Chapter 1: In Ancient Times
According to tradition, Sannyasa is regarded as an external expression—a social form, we may say—of maturity of thought. Sannyasa is not taken at random, at the whim and fancy of any person.
In ancient times, prior to the time of the Manu Smriti for instance, there was no social order of Sannyasa. There was Sannyasa, but it could not be called an order in the sense that it is understood these days. In those days, even during the time of the Upanishads, we had Sannyasins and nuns, but they did not belong to any organisation. There were no organisations, no ashrams of the type that we see nowadays. Though there were ashrams of a Guru or Gurus with one or two disciples, there were no organisations like ours with hundreds of disciples or residents. That type of organisation did not exist.
During the time of the Upanishads and a little later—prior to the circumstances described in the Manu Smriti, as mentioned—there were individual Sannyasins, and they served a Guru for years together. Usually a candidate for ordinance into Sannyasa would be expected to serve a Guru for at least twelve years—not less than twelve years—and serve the Guru in every way, as if he entirely belongs to the Guru. He is not an independent person at all. The disciple, the chela, the sishya, is part and parcel of the Guru himself, and the will of the Guru is the will of the disciple. As a matter of fact, the disciple is expected not to have any individual way of thinking at all. He should not interpret the Guru in any manner whatsoever. He should not use reason in judging the instructions of his Guru. Whatever the Guru says is the final order, whether it is pleasant or unpleasant, reasonable or unreasonable from the point of view of the chela.
There were occasions when a chela was tested by his Guru very severely, even to the point of the death of the disciple. The disciple never died, of course, but he was tested to such a point where any weak-minded or rational-minded disciple would have run away from that place. He would not have stayed with the Guru. But the Gurus were very able persons; they were only testing, and the test was very severe. After such a test period for twelve years, or sometimes even more, the Guru would summon the disciple, and without any premeditation, would initiate him.
In the Upanishads, we have some very interesting anecdotes referring to the type of life of a chela. In the Chhandogya Upanishad, for instance, there is the story of Upakosala, who served a Guru by the name of Satyakama. Although the Guru did not initiate the disciple even after years and years of service, and it did not appear that he was going to initiate him at all, he took service from him, and very exacting service. Many years passed, and the Upanishad says that even the gods took pity on the chela. It is very surprising indeed. The celestials saw the arduous life the chela was living, and took pity on him. They came in certain forms and initiated the disciple. Then the disciple, who was tending the Guru's cattle in the forest, having received this mystical initiation from the celestials in a mysterious manner, returned with the cattle to the Guru's abode.

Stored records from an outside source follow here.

Issue #2058, opened 2026-08-07
tools: an absolute path INSIDE the workspace root is rejected as an escape (16% of all tool errors)


macanderson:
## Problem

An absolute path that points **inside** the workspace root is rejected as an escape. Measured on a clean 5/5 arenabench cycle (match `4bed110003d8`, SUT `6a41889a`), this was the single most frequent tool-error class: **8 of 49 tool errors (16%)**.

```
path `/app/feal.c` escapes workspace root (`/app/feal.c` is absolute, so it names a location outside the workspace root)
path `/app/decrypt.c` escapes workspace root (...)
path `/app/pairs.txt` escapes workspace root (...)
```

Terminal-Bench tasks run in `/app`, which **is** the workspace root. So `/app/feal.c` names a file inside the root, and the agent is told it is outside. The message is not just unhelpful, it states something false — and the model believes it, retries with variations, and burns turns.

## Where it is, and where it is *not*

The message comes from `crates/stella-tools/src/rootfd.rs:630-634`, in `steps_of`:

```rust
Component::RootDir | Component::Prefix(_) => {
    return Err(RootError::escapes(format!(
        "`{rel}` is absolute, so it names a location outside the workspace root"
    )));
}
```

**Do not "fix" it there.** `steps_of` feeds the `openat`-based rootfd walker, which resolves one component at a time against an already-open root descriptor. A `RootDir` component genuinely has no meaning relative to a dirfd, and this walker is the symlink/`..` escape boundary. Rejecting an absolute component *at that layer* is correct and must stay.

The defect is that **nothing upstream normalizes a root-prefixed absolute path into a relative one** before it reaches the walker. AGENTS.md already states the intended contract — "Path resolution is derived from the canonical root-relative path, never the raw model-supplied string" — and that normalization is simply not stripping the root prefix. The only `strip_prefix(&self.canon_root)` in the file (line 582) is used to test whether an already-canonicalised path is inside, not to normalise an incoming argument.

## What to do

At the input boundary where the model-supplied path string is turned into `rel`:

1. If the path is relative, behave exactly as today.
2. If it is absolute, canonicalise the **root** and compare: when the path is `canon_root` or lies beneath it, strip that prefix and continue with the remainder as the relative path.
3. Only when it is absolute *and* outside the root, reject — and the message should then say which root it was compared against, e.g. ``path `/etc/passwd` is outside the workspace root `/app` ``.

[...]

Issue #938, opened 2026-07-30
TOCTOU between resolve_within_root and open on intermediate path components


macanderson:
## What

`stella-tools`' path confinement resolves paths as strings and then opens them. `O_NOFOLLOW` protects only the *final* component.

For a path whose tail does not yet exist, `resolve_within_root` (`stella-tools/src/lib.rs:69-140`) canonicalizes the deepest existing ancestor and re-appends the remaining names unvalidated. `write_file` (`write.rs:75`, `durable_write.rs:92`) then `create_dir_all`s the parent and opens the target.

Between the resolve and the open, a concurrent process can replace an intermediate directory with a symlink pointing outside the workspace root, and the write lands there.

## Who the concurrent process is

This is not a hypothetical attacker who already has code execution. Two realistic sources:

1. **The model's own `bash` tool**, running concurrently with a file write in the same turn. Speculative execution makes overlapping tool calls normal rather than exceptional.
2. **A hostile repository's build script.** Stella's whole purpose is to be pointed at a codebase and run its tests. `cargo build` executing a `build.rs` from a repo under audit is the expected workflow, not a compromise.

So the window is reachable by the ordinary operation of the product on untrusted input, which is what makes it P1 rather than theoretical.

## Why the confinement is otherwise good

When the Guru saw the chela, he said, “How is it that your face is shining today, a thing which I have not seen up to this time, as if you know something which you did not know earlier? Have you learned something new?”
The chela replied, “Yes.”
“Who taught you?” asked the Guru.
The chela's answer was, “Not anyone that is human. Something other than human taught me.”
The Guru was a man of insight, and he saw with his vision that the celestials themselves had initiated the chela.
He said, “I have nothing more to tell you. Whatever you have learnt is quite sufficient, and I only confirm it.”
There is another instance of the hardships which, in ancient times, disciples were made to undergo by their Gurus. There was a chela called Uttanka, who served his master for years and years. Not twelve years—he served for twenty, thirty, forty years. It appears that the Guru never uttered a word. One day when Uttanka, the chela, was carrying firewood from the forest to the Guru, one of his hairs got stuck in the firewood, and he saw that it was white. He started weeping, “Oh, I have become old.” His hair had become white, and he had never even observed it, poor man. He was so devoted to the Guru that he never had time to notice that his hair had become white. He saw it only when it got stuck in the firewood. “Oh God,” he said, “I have become old, and still I have not received initiation.” He wept and beat his breast. When he went to the Guru in that condition, the Guru took pity on him and initiated him. There are instances galore of this king.
There are also instances of this kind outside India. You must read the work of Professor Evans Wentz of Oxford. He did research in Tibetan mysticism, and wrote an English translation of the biography of Milarepa, a great Yogi of Tibet. You will start weeping if you read about Milarepa's life. You can never imagine that a chela can undergo such hardships. It was not mere hardship in the ordinary sense; they were actually tortured by the Gurus, but the Gurus had their own reasons for it.
Later on, Milarepa's Guru told him why he had tortured him. He said, “I do not want anything from you.” He said this a day before Milarepa was about to be initiated. “I have not put you to test or trouble because I want something from you. I have got everything by divine grace. But you have committed several sins, and all those sins had to be expiated, which is why I tested you, put you to hardship, extracted hard labour from you, and never even gave you a proper daily meal.”
Milarepa was starving, and was actually ill. He could not get up; he was crawling, and even in that condition he was asked to go and tend the cattle, to build a house, and so on.